Issue #1060, opened 2018-07-06
Project Settings Dialog


nakhbari:
Parent: #682 

- [x] Create a Master Detail Card Component
- [x] Create Settings Dialog
- [x] Add General Settings placeholder
- [ ] Create Environment Key Editor Component
- [ ] Pipe full Repo name and full lane name to the frontend
- [ ] Endpoint to update the project
- [ ] Endpoint to change environment Keys

PR #1062, opened 2018-07-06
Create Settings Dialog component

nakhbari:
Issue: #1060 

This is the component implementation. It will be added to the Project details page in a separate PR. We need to change the project details data to include the full repo name and the full lane name (including the platform) for us to get the lanes. We also need an endpoint to update the project. So all the inputs are disabled for now.

Sneak Peek:
image

```
```

### DIFF
--- a/web/app/project/settings-dialog/settings-dialog.component.scss
+++ b/web/app/project/settings-dialog/settings-dialog.component.scss
@@ -1,0 +1,21 @@
+@import '../../common/components/master-detail-card/master-detail-card-shared-styles';
+.fci-detail-container {
+    h3 {
+        font-size: 20px;
+        color: rgba(0, 0, 0, 0.87);
+        font-weight: 500;
+        margin: 0 0 24px 0;
+    }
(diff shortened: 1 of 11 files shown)


web/app/project/settings-dialog/settings-dialog.component.scss
```diff
@@ -0,0 +1,21 @@
...
+    h3 {
+        font-size: 20px;
+        color: rgba(0, 0, 0, 0.87);
+        font-weight: 500;
+        margin: 0 0 24px 0;
+    }
+    form {
+        display: flex;
+        flex-direction: column;
+        mat-form-field {
```
KrauseFx: Why is this weirdly highlighted here? GH bug or missing a symbol?

nakhbari: it's an unknown element tag. An known element tag would be `form`. But the css rules still work since i believe angular uses web components to represent their components in the DOM.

______

*WORK TO COMPLETE*
For this exercise, please output exactly the lines above starting at the line with "- [x] Add General Settings placeholder" and ending at the line with "Issue: #1060", ends included.

*YOUR RESPONSE*
- [x] Add General Settings placeholder
- [ ] Create Environment Key Editor Component
- [ ] Pipe full Repo name and full lane name to the frontend
- [ ] Endpoint to update the project
- [ ] Endpoint to change environment Keys

PR #1062, opened 2018-07-06
Create Settings Dialog component

nakhbari:
Issue: #1060 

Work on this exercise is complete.